In our study area, Montagu's Harriers use sclerophyllous Mediterranean shrublands for nesting, which explains the overall preference for sclerophyllous vegetation during the breeding season (Table 2). These breeding areas are surrounded by, and interspersed with, dry crops (mainly olive and almond plantations), with a lesser coverage of cereals (Limiñana et al. 2006a, 2006b). Spanish Montagu's Harriers have a diet based on Orthoptera (e.g. Corbacho et al. 1995; Limiñana pers. obs.), and therefore prefer hunting in open cultivations where prey availability and prey access are high (Martinez 1994, Martinez et al. 1999, Moreira 1999, Clere & Bretagnolle 2001).

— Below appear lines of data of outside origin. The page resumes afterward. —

PR #38, opened 2024-06-21
Catch exception when loading arrays from raw bytes fails

abhibyreddi:
The training workload crashes if an error occurs while loading numpy arrays from raw bytes. Catching those errors and moving on to the next file ensures that the workload finishes successfully.

### DIFF
--- a/demo/image-segmentation/data_loader.py
+++ b/demo/image-segmentation/data_loader.py
@@ -161,6 +161,12 @@ def get_data_loaders(flags, num_shards, global_rank):
 
 
 def collate_fn(batch):
+    """
+    Drop corrupt images that were previously
+    set to None during data loading step.
+    collate_fn is passed as an argument
+    to the DataLoader constructor above.
+    """
     batch = list(
         filter(lambda x: x["image"] is not None and x["label"] is not None, batch))
     return default_collate(batch)
--- a/demo/image-segmentation/data_loader.py
+++ b/demo/image-segmentation/data_loader.py
@@ -148,7 +148,7 @@ def get_data_loaders(flags, num_shards, global_rank):
 
     train_dataloader = DataLoader(
         train_dataset,
-        collate_fn=collate_fn
+        collate_fn=collate_fn,
         batch_size=flags.batch_size,
         shuffle=not flags.benchmark and train_sampler is None,
         sampler=train_sampler,
--- a/demo/image-segmentation/data_loader.py
+++ b/demo/image-segmentation/data_loader.py
@@ -20,6 +20,7 @@ import glob
 import numpy as np
 import torch
 from torch.utils.data import Dataset, DataLoader
+from torch.utils.data.dataloader import default_collate
 from torch.utils.data.distributed import DistributedSampler
 
 from dataflux_pytorch import dataflux_mapstyle_dataset
@@ -89,7 +90,8 @@ class SyntheticDataset(Dataset):
                 device=device,
                 requires_grad=False,
             )
-            self.y = torch.unsqueeze(self.y, dim=1 if layout == "NCDHW" else -1)
+            self.y = torch.unsqueeze(
+                self.y, dim=1 if layout == "NCDHW" else -1)
         else:
             y_shape = (
                 (channels_out,) + shape
@@ -146,6 +148,7 @@ def get_data_loaders(flags, num_shards, global_rank):
 
     train_dataloader = DataLoader(
         train_dataset,
+        collate_fn=collate_fn
         batch_size=flags.batch_size,
         shuffle=not flags.benchmark and train_sampler is None,
         sampler=train_sampler,
@@ -155,3 +158,9 @@ def get_data_loaders(flags, num_shards, global_rank):
     )
 
     return train_dataloader
+
+
+def collate_fn(batch):
+    batch = list(
+        filter(lambda x: x["image"] is not None and x["label"] is not None, batch))
+    return default_collate(batch)
--- a/demo/image-segmentation/data_loader.py
+++ b/demo/image-segmentation/data_loader.py
@@ -14,17 +14,20 @@
  limitations under the License.
  """
 
-import os
 import glob
+import os
 
 import numpy as np
 import torch
+
 from torch.utils.data import Dataset, DataLoader
 from torch.utils.data.dataloader import default_collate
+
+from pytorch_loader import DatafluxPytTrain
+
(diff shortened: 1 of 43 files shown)


demo/image-segmentation/pytorch_loader.py
```diff
@@ -282,9 +282,19 @@ def __getitems__(self, indices):
 
         res = []
         for i in range(len(images_in_bytes)):
+            try:
```
bernardhan33, line 285: It's ok to catch and skip for the purpose of completing the training successfully but it also will make the # data samples to be smaller than what's supposed to be. Is that desired?

bernardhan33: Also, I thought we ran into the same problem with the native way of loading datasets so that's going to be line 182. Do we need that to be modified?

bernardhan33: Finally, line 241 and 251 also does the data loading, do we need them modified too?

bernardhan33 (changes requested):

demo/image-segmentation/pytorch_loader.py
abhibyreddi: 1. I logged the names of the files that were causing the error. There weren't more than 3 to 4 problematic files. I believe that doesn't affect/minimally affects the metrics we are trying to collect (per-step training time) or the goal of this demo which is to show the benefits of dataflux (correct me if I'm wrong).

2, 3. The errors I ran into were with loading numpy arrays from raw bytes like here. Nevertheless I think it's good to wrap all calls to np.load in try-except.

bernardhan33: > 2, 3. The errors I ran into were with loading numpy arrays from raw bytes like here.

Yes this is expected because we defined the "__get_items__" method so PyTorch DataLoader will invoke this method. However, it will be good for the "__getitem__" method to incorporate this change. Similar for the native data loading.

abhibyreddi: Working on those changes! Although I'm not sure what to return when an exception occurs. Probably a random numpy array whose dimensions conform to the expectations of the training code. The dataloader currently has no knowledge of that so it's a bit tricky to make that change. Any recommendations?

abhibyreddi: Also, for the purposes of this demo here, I think it suffices to fix only `__getitems__` for now because the training code doesn't reference the files in the dataset by index. Neither does it ask the user to read files from a local directory. I could make changes to those two places for the sake of completeness but I believe it's not necessary as far as this demo is concerned. Happy to spend a little more time figuring out what to return from `__getitem__` when there's an error if you feel strongly that it makes sense to do it now.

bernardhan33: Probably should just raise the error instead.

`training code doesn't reference the files in the dataset by index` --> It still does. It just references a range of indices instead, when the `__getitems__` method is defined.

I would think that we should just keep all places consistent, for the sake of code quality. It would be confusing to see different data loading mechanisms, especially when the demo is instructing on how to **switch** from one dataset to the one with Dataflux.

MattIrv: There are some pretty extensive conversations on how to handle exceptions like this if you search for it, e.g. https://www.google.com/search?q=pytorch+data+loader+exceptions&oq=pytorch+d&gs_lcrp=EgZjaHJvbWUqCAgAEEUYJxg7MggIABBFGCcYOzIGCAEQRRg5MgYIAhBFGDwyBggDEEUYPDIGCAQQRRg8MgYIBRBFGEAyBggGEEUYQDIGCAcQRRhAqAIAsAIA&sourceid=chrome&ie=UTF-8. Is the approach here consistent with what those conversations are generally recommending?

MattIrv:
@abhibyreddi are you still planning to check this in?

bernardhan33:
Gentle ping on this

demo/image-segmentation/pytorch_loader.py
abhibyreddi: Followed https://github.com/pytorch/pytorch/issues/1137#issuecomment-618286571. Made changes to all `__getitem__` and `__getitems__` methods.

demo/image-segmentation/data_loader.py
```diff
@@ -153,3 +158,9 @@ def get_data_loaders(flags, num_shards, global_rank):
     )
 
     return train_dataloader
+
+
+def collate_fn(batch):
```
MattIrv, line 163: Can you add a comment explaining this?

demo/image-segmentation/pytorch_loader.py
```diff
@@ -186,12 +185,18 @@ def __len__(self):
...
-            "image": np.load(self.images[idx]),
-            "label": np.load(self.labels[idx])
-        }
-        data = self.rand_crop(data)
-        data = self.train_transforms(data)
+        try:
+            image = np.load(self.images[idx])
+        except:
+            image = None
+        try:
```
MattIrv, line 192: Does it make sense to have labels when the image is missing or vice-versa? Otherwise code like this might be better

```
try:
  image = np.load(self.images[idx])
  label = np.load(self.labels[idx])
except:
  image = None
  label = None
```

demo/image-segmentation/pytorch_loader.py
```diff
@@ -233,42 +238,55 @@ def __init__(
...
+            label = np.load(
+                io.BytesIO(
+                    dataflux_core.download.download_single(
+                        storage_client=self.storage_client,
+                        bucket_name=self.bucket_name,
+                        object_name=self.labels[idx][0],
+                    )
+                ),
+            )
+        except Exception as err:
```
MattIrv, line 282: Similar question as above, does it make sense to combine these try/except blocks?

demo/image-segmentation/pytorch_loader.py
```diff
@@ -311,4 +342,12 @@ def __len__(self):
...
 
     def __getitem__(self, idx):
-        return np.load(self.images[idx]), np.load(self.labels[idx])
+        try:
+            image = np.load(self.images[idx])
+        except:
+            image = None
+        try:
+            label = np.load(self.labels[idx])
+        except:
```
MattIrv, line 351: Similar comment as above

MattIrv (approved):

bernardhan33 (approved):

The areas used by harriers during the premigratory stage were located at higher altitudes than the breeding areas, and were characterized by the presence of shrublands and extensive cultivation areas, mainly cereals like Wheat Triticum spp., Barley Hordeum vulgare, Oats Avena spp., Rye Secale cereale, and leguminoseae species like Alfalfa Medicago sativa. These areas are maintained by a traditional pattern of crop rotation, resulting in higher availability of Orthoptera than in lowland breeding areas (Bonnet et al. 1997), accounting for the presence of Montagu's Harriers after breeding. Furthermore, right after harvesting the abundance and availability of arthropods reach a peak in this type of habitat (Tella et al. 1998, Ursúa et al. 2005, Franco & Sutherland 2004), contrasting with lowland breeding areas where food peaks occur in May–June (time of hatching).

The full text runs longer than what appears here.